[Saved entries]
* * * * * * *
PR #5228, opened 2023-10-04
Log if Same IP is used when starting a tunnel

buggmagnet:
This change is [Reviewable](https://reviewable.io/reviews/mullvad/mullvadvpn-app/5228)

### DIFF
--- a/ios/PacketTunnel/PacketTunnelProvider.swift
+++ b/ios/PacketTunnel/PacketTunnelProvider.swift
@@ -208,6 +208,7 @@ class PacketTunnelProvider: NEPacketTunnelProvider {
             let selectorResult = tunnelConfiguration.selectorResult
             self.selectorResult = selectorResult
             self.providerLogger.debug("Set tunnel relay to \(selectorResult.relay.hostname).")
+            self.logIfDeviceHasSameIP(than: tunnelConfiguration.wgTunnelConfig.interface.addresses)
 
             // Start tunnel.
             self.adapter.start(tunnelConfiguration: tunnelConfiguration.wgTunnelConfig) { error in
@@ -236,6 +237,16 @@ class PacketTunnelProvider: NEPacketTunnelProvider {
                 }
             }
         }
+    }
+
+    private func logIfDeviceHasSameIP(than addresses: [IPAddressRange]) {
+        let hasIPv4SameAddress = addresses.compactMap { $0.address as? IPv4Address }
+            .contains { $0 == ApplicationConfiguration.sameIPv4 }
+        let hasIPv6SameAddress = addresses.compactMap { $0.address as? IPv6Address }
+            .contains { $0 == ApplicationConfiguration.sameIPv6 }
+
+        let isUsingSameIP = (hasIPv4SameAddress || hasIPv6SameAddress) ? "" : "NOT "
+        providerLogger.debug("Same IP is \(isUsingSameIP)being used")
     }
 
     override func stopTunnel(with reason: NEProviderStopReason, completionHandler: @escaping () -> Void) {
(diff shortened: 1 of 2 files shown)


ios/PacketTunnel/PacketTunnelProvider.swift
```diff
@@ -238,6 +239,16 @@ class PacketTunnelProvider: NEPacketTunnelProvider {
...
     }
 
+    private func logIfDeviceHasSameIP(than addresses: [IPAddressRange]) {
+        let hasIPv4SameAddress = addresses.compactMap { $0.address as? IPv4Address }
+            .contains { $0 == ApplicationConfiguration.sameIPv4 }
+        let hasIPv6SameAddress = addresses.compactMap { $0.address as? IPv6Address }
+            .contains { $0 == ApplicationConfiguration.sameIPv6 }
+
+        let isNotUsingSameIP = (hasIPv4SameAddress || hasIPv6SameAddress) == false ? " NOT " : " "
+        providerLogger.debug("Same IP is\(isNotUsingSameIP)being used")
```
faern, line 249: On first sight this really looked like it would miss a space between "is" and "being" when Same IP is being used. I'm not going to nitpick about your codebase, but if I wrote it I would have `IsNotUsingSameIp` be empty when it is being used and otherwise "NOT " and adjust formatting string accordingly. :)

ios/Shared/ApplicationConfiguration.swift
```diff
@@ -37,4 +37,9 @@ enum ApplicationConfiguration {
 
     /// Maximum number of devices per account.
     static let maxAllowedDevices = 5
+
+    // swiftlint disable:force_cast
+    static let sameIPv4 = IPv4Address("10.127.255.254")!
+    static let sameIPv6 = IPv6Address("fc00:bbbb:bbbb:bb01:ffff:ffff:ffff:ffff")!
```
faern, line 43: Since the app in an ideal world should not need to know these IPs, I would add a comment, maybe a `// TODO` style comment, explaining that this is just temporary for aiding with debugging during migration to the Same IP system. And that it can be removed once the migration is done.

To help avoid it becoming arcane code living forever for no reason :)

faern (approved):

buggmagnet (commented):
> *[Reviewable](https://reviewable.io/reviews/mullvad/mullvadvpn-app/5228)* status: 0 of 2 files reviewed, 2 unresolved discussions (waiting on @faern)

___
*[`ios/PacketTunnel/PacketTunnelProvider.swift` line 249 at r1](https://reviewable.io/reviews/mullvad/mullvadvpn-app/5228#gh-1346427897:-Nfyh4DM8MAUGzPJ1yMu:bbrd6vf) ([raw file](https://github.com/mullvad/mullvadvpn-app/blob/8d710c06cb8896b8cf197dca602b56f805c3cee7/ios/PacketTunnel/PacketTunnelProvider.swift#L249)):*

On first sight this really looked like it would miss a space between "is" and "being" when Same IP is being used. I'm not going to nitpick about your codebase, but if I wrote it I would have `IsNotUsingSameIp` be empty when it is being used and otherwise "NOT " and adjust formatting string accordingly. :)
</blockquote></details>

You're right, I've reversed the check to make it (slightly) easier to read.
___
*[`ios/Shared/ApplicationConfiguration.swift` line 43 at r1](https://reviewable.io/reviews/mullvad/mullvadvpn-app/5228#gh-1346429437:-Nfyh2bW8gGq_IzGfjCx:b-896fix) ([raw file](https://github.com/mullvad/mullvadvpn-app/blob/8d710c06cb8896b8cf197dca602b56f805c3cee7/ios/Shared/ApplicationConfiguration.swift#L43)):*

Since the app in an ideal world should not need to know these IPs, I would add a comment, maybe a `// TODO` style comment, explaining that this is just temporary for aiding with debugging during migration to the Same IP system. And that it can be removed once the migration is done.

To help avoid it becoming arcane code living forever for no reason :)
</blockquote></details>

Done.

faern (approved):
* * * * * * *
● ACTIVITY
Could you write out exactly the lines above, starting at the first one and ending with the line that has "--- a/ios/PacketTunnel/PacketTunnelProvider.swift"?

● EXPECTED OUTPUT
PR #5228, opened 2023-10-04
Log if Same IP is used when starting a tunnel

buggmagnet:
This change is [Reviewable](https://reviewable.io/reviews/mullvad/mullvadvpn-app/5228)

### DIFF
--- a/ios/PacketTunnel/PacketTunnelProvider.swift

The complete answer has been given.